What the task requires => All lines holding the word "string" are to be copied from the records beneath.

(Dataset entries)
========

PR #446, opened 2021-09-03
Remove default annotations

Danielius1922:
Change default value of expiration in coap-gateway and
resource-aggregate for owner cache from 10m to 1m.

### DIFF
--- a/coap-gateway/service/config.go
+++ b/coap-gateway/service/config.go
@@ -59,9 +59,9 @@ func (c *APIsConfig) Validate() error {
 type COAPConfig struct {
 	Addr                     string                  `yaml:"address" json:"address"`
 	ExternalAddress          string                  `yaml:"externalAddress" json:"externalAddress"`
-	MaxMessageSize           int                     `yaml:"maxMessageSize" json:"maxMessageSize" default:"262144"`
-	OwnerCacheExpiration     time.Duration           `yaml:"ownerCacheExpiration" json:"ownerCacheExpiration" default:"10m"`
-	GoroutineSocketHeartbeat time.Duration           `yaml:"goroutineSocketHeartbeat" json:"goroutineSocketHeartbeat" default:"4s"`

========

Answer to this exercise =>
 	Addr                     string                  `yaml:"address" json:"address"`
 	ExternalAddress          string                  `yaml:"externalAddress" json:"externalAddress"`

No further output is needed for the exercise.